Sidebar: Included among the cow-nose rays that enter bayside LBI are some mega-rays of undetermined species. At least that used to be the case.
As kids, my buddies and I would go out spotting at night. We’d get a fully charged car battery, float it inside a clamming inner tube and hook up a high-beam headlight. Though mainly looking for crabs, we’d always come cross rays of monumental size, primarily around the shallows on the south side of the Middle Grounds off Beach Haven. We’d find these mega-rays first spotting the odd color of their huge eyes (when beamed upon).
The rays we came across often had 8 –foot-plus wingspans. If you don’t believe that, just ask any old-time baymen about the width of those suckers. We called them boat-draggers, since every once and again an angler would hook one on heftier gear and the monster rays would easily drag the angler’s boat wherever it was headed in its escape. You could never hope to get one onboard but it was a blast doing battle with them.

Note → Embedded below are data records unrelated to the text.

PR #1481, opened 2024-02-19
ENH: [`CI` / `Docker`]: Create a workflow to temporarly build docker images in case dockerfiles are modified

younesbelkada:
Hi !

I would like to enhance the current way of testing docker build workflow, right now I need to manually change the rules for triggering the build docker image job to test if a PR leads to potential failure on docker build. In this PR I propose to simply trigger a simple workflow that just builds (without pushing) docker images that are modified by a PR

cc @pacman100 @BenjaminBossan

### DIFF
--- a/.github/workflows/test-docker-build.yml
+++ b/.github/workflows/test-docker-build.yml
@@ -31,4 +31,12 @@ jobs:
         for file in ${CHANGED_FILES}; do
           echo "$file was changed"
         done
+    - name: Build Docker images
+      strategy:
+        matrix:
+          docker-file: ${{ steps.changed-files.outputs.all_changed_files}}
+      uses: docker/build-push-action@v4
+      with:
+        context: ${{ matrix.docker-file }}
+        push: False
 
--- a/.github/workflows/test-docker-build.yml
+++ b/.github/workflows/test-docker-build.yml
@@ -1,0 +1,34 @@
+name: Test Docker images (scheduled)
+
+on:
+  pull_request:
+  paths:
+    # Run only when python files are modified
+    - "docker/**"
+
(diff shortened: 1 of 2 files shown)


younesbelkada:
@glegendre01 do you think it's ok to move forward with this new workflow?

.github/workflows/test-docker-build.yml
```diff
@@ -0,0 +1,42 @@
+name: Test Docker images (scheduled)
+
+on:
+  pull_request:
+  paths:
+    # Run only when python files are modified
```
younesbelkada, line 6:
```suggestion
    # Run only when DockerFile files are modified
```

glegendre01 (changes requested):

glegendre01 (approved):

BenjaminBossan (approved):
In general, LGTM, thanks for adding this useful feature.

A minor concern I have is about adding this new GH action. Could it be a possible security concern? Maybe it's a non-issue, it was just something that crossed my mind.

younesbelkada:
Thanks for the review! 
I think that it should be all good as we don't push any docker image using that workflow and we use a GHA pinned on a specific commit (from @glegendre01 comment), in any case all PRs needs a maintainer approval before running the CI so we should be careful when reviewing PRs where we have some doubts (by pinging @glegendre01 if we have some strong doubts 🙏 )

younesbelkada:
Also I need to merge this PR before properly testing it as GH does not allow to add new workflow from PRs :D

pacman100 (approved):
Thank you @younesbelkada, nice QoL update for contributors! 🤗

PR #1648, opened 2024-04-13
print_trainable_parameters - format `%` to be sensible

stas00:
This PR replaces `trainable%: 0.5916145025956931` with `trainable%: 0.5916` as it's done already in `src/peft/mixed_model.py`

Probably `.2f` is more than enough, but since the other one uses `.4f` using that.


BenjaminBossan (approved):
Thanks for this small improvement. This has indeed bothered me too in the past. I think `.2f` wouldn't be enough, as there are some methods with really low numbers of trainable params, but `.4f` should be good.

Gospel truth: Our idea of fun was to jump on a huge ray’s back and have it take off like a bat outta hell, all but flipping us upside down in the water. We kids were plentiful, not intellectuals. How we never felt the wrath of a mega-ray’s spine was the result of dumb luck alone.
By the by, I have not heard of these monster rays being hooked or even seen in recent years. However, I recall that back in the day folks would say those huge rays were rarities but when we went out with spotlights we’d see a ton of ‘em. Maybe I’ll do some spotting this summer – using these new 3 million CP handheld rechargeable spotlight. In fact, I highly encourage folks to try night spotting in the bay. It’s a one-night crash course in marine biology. And check out those fully freaky clearworms (my word) that spin manically in the water column. Wear sneakers or reef walkers.